PR #1257, opened 2025-04-02
pytest based synthesis tests

marco66colombo:
# Description

This PR introduces **synthesis tests** into the `pytest` framework for `hls4ml`.

The goal of this change is to automate the validation of HLS synthesis reports against predefined baselines to ensure stability and correctness over time, using pytest.

### Main Changes

- **New submodule** in `tests/pytests` called `baselines`, which is a Git submodule pointing to an external repository containing synthesis baselines.  
  - The structure of that repository follows the format:  
    `backend_tool/version/test_artifacts.json`
  - Note: Currently, this is a temporary personal repo and **must be replaced** by a proper one under the organization before merging.

- **Baseline management**:
  - Baselines are organized by backend (e.g., Vivado, Vitis), tool version (e.g., 2020.1, 2023.1), and test case.
  - A **manual and recurrent update policy** for these baselines should be defined and enforced.

- **New `conftest.py`** file to manage shared pytest fixtures:
  - Introduces the `synthesis_config` fixture, which provides:
    - Whether to run synthesis tests (`RUN_SYNTHESIS` environment variable).
    - Tool versions (via env vars, e.g., `VIVADO_VERSION`, defaulting to `2023.1`).
    - Build arguments (backend-dependent) for `model.build(...)`.

- **Synthesis logic** centralized in `synthesis_helpers.py`:
  - Main method: `test_synthesis`.
  - If `RUN_SYNTHESIS=true`, runs synthesis and compares the report to baseline.
  - Skips test if:
    - Tool is not available,
    - Baseline is missing
    - Currently, in the above cases, the whole test is skipped, so it might has to change in future. It is also true that this method is called after any other assert in the test case, so it would still fail in case of a wrong assert in the code before this method is called.

- **Tolerances** for report values can be specified using `get_tolerance`.
  - Currently, the tolerance values are placeholders and need to be properly defined.

- **CI integration**:
  - Synthesis reports are saved as JSON and collected as artifacts via GitLab CI (`ci-template.yml` updated accordingly).

- **Current test coverage**:
  - Only `test_keras_api.py` includes synthesis tests at the moment.
  - Easily extendable to other tests:
    - Add `baseline_file_name` to the test,
    - Call `test_synthesis()`.

- **OneAPI backend is currently skipped** due to missing synthesis reports support.

---

## Type of change

- [x] Other: improvment of testing infrastrucutre using pytest

---

## Tests

Synthesis tests are run conditionally and compared against versioned baselines if `RUN_SYNTHESIS=true` is set in the environment.

## Checklist

- [ ] I have added tests that prove my feature works.


jmitrevs:
Can we test this to actually run SYNTHESIS tests?

marco66colombo:
yes, but if the env var 'RUN_SYNTHESIS' is not set, the default is False.
I can add a line in the ci-template.yml and export RUN_SYNTHESIS=True

test/pytest/ci-template.yml
```diff
@@ -9,8 +9,15 @@
     - source /opt/intel/oneapi/setvars.sh --force
     - git config --global --add safe.directory /builds/fastmachinelearning/hls4ml
     - git submodule update --init --recursive hls4ml/templates/catapult/
+    - git submodule update --init --recursive test/pytest/
     - if [ $EXAMPLEMODEL == 1 ]; then git submodule update --init example-models; fi
     - pip install .[testing,sr,optimization]
+    - sudo yum install -y libidn
```
vloncar, line 15: What causes this requirement?

marco66colombo: I was trying to fix an error that is present only while running the code in the GitLab runner and not if I run the docker image locally.
It happens with oneAPI backend.
It was a test, but it didn't fix the issue and I'll remove it in the next commit. 
Failed gitlab job: https://gitlab.cern.ch/fastmachinelearning/hls4ml/-/jobs/54542573

marco66colombo:
```$ which cmake
/opt/Xilinx/Vitis/2020.1/tps/lnx64/cmake-3.3.2/bin/cmake
$ cmake --version
cmake: error while loading shared libraries: libidn.so.11: cannot open shared object file: No such file or directory
```

I found that the difference is that the `cmake` comes from the Vitis installation with Vitis2020.1. 
This is what causes the error.

marco66colombo:
Do you all agree with the approach of storing all the baselines in a dedicated GitHub repo, and add it as a module under `test/pytest/baselines` in `hls4ml`?
If yes, we need to create the repository within Fastmachinelearning and then I can upload as baselines the artifacts generated by the synthesis tests.

jmitrevs:
I generally agree about storing the baselines in a dedicated repo. Is CERN gitlab or regular github preferred? We create the testing containers in gitlab. I don't really have a preference.

JanFSchulte:
Thanks, this looks very nice to me! From the test logs, it seems to have triggered the synthesis tests successfully and the code looks good to me, so I think this is basically ready for merge. I just have a few questions for the way forward:

- What are the plans to extend this to more tests? How much can we realistically do with the resources we have available? 
- As you said, the thresholds are preliminary, how are these going to be tuned? 
- What's preventing us from testing Quartus right now?

marco66colombo:
@JanFSchulte thanks for the review and the follow-up questions.

- Extending coverage: I’d like to bring synthesis to additional pytest files, but the pace depends on the CERN GitLab runner capacity. I’ll check the available concurrency/quotas and follow up with a better answer for this question. If possible, it would be great to hear which tests the community considers highest priority for synthesis so we can focus on those first.

- Tuning thresholds: the plan would be to sync with the contributors who regularly use the Vivado/Vitis/oneAPI flows so we can calibrate them against real reports. I’m happy to incorporate suggestions as soon as we have them, since I’m not confident about the best values for every metric, so any feedback is very appreciated.

- Balancing batches:  The longest jobs come both from parametrized tests that explode into many slow combinations and from individual cases that are expensive to synthesize. To tackle that, I’m trimming the heaviest branches directly in the tests with small if guards around run_synthesis_test, and on the CI side this PR introduces SPLIT_BY_TEST_CASE so we can shard the slowest files. I had been experimenting with more advanced batching policies, but I intentionally shipped this simpler version first so we can gather experience and iterate based on the feedbacks. I would like to discuss more on this.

◆ Work request
Exactly as they stand, please print the lines from the first line of the records above down to the line that includes "This PR introduces **synthesis", both of those included and no others.

◆ Written answer
PR #1257, opened 2025-04-02
pytest based synthesis tests

marco66colombo:
# Description

This PR introduces **synthesis tests** into the `pytest` framework for `hls4ml`.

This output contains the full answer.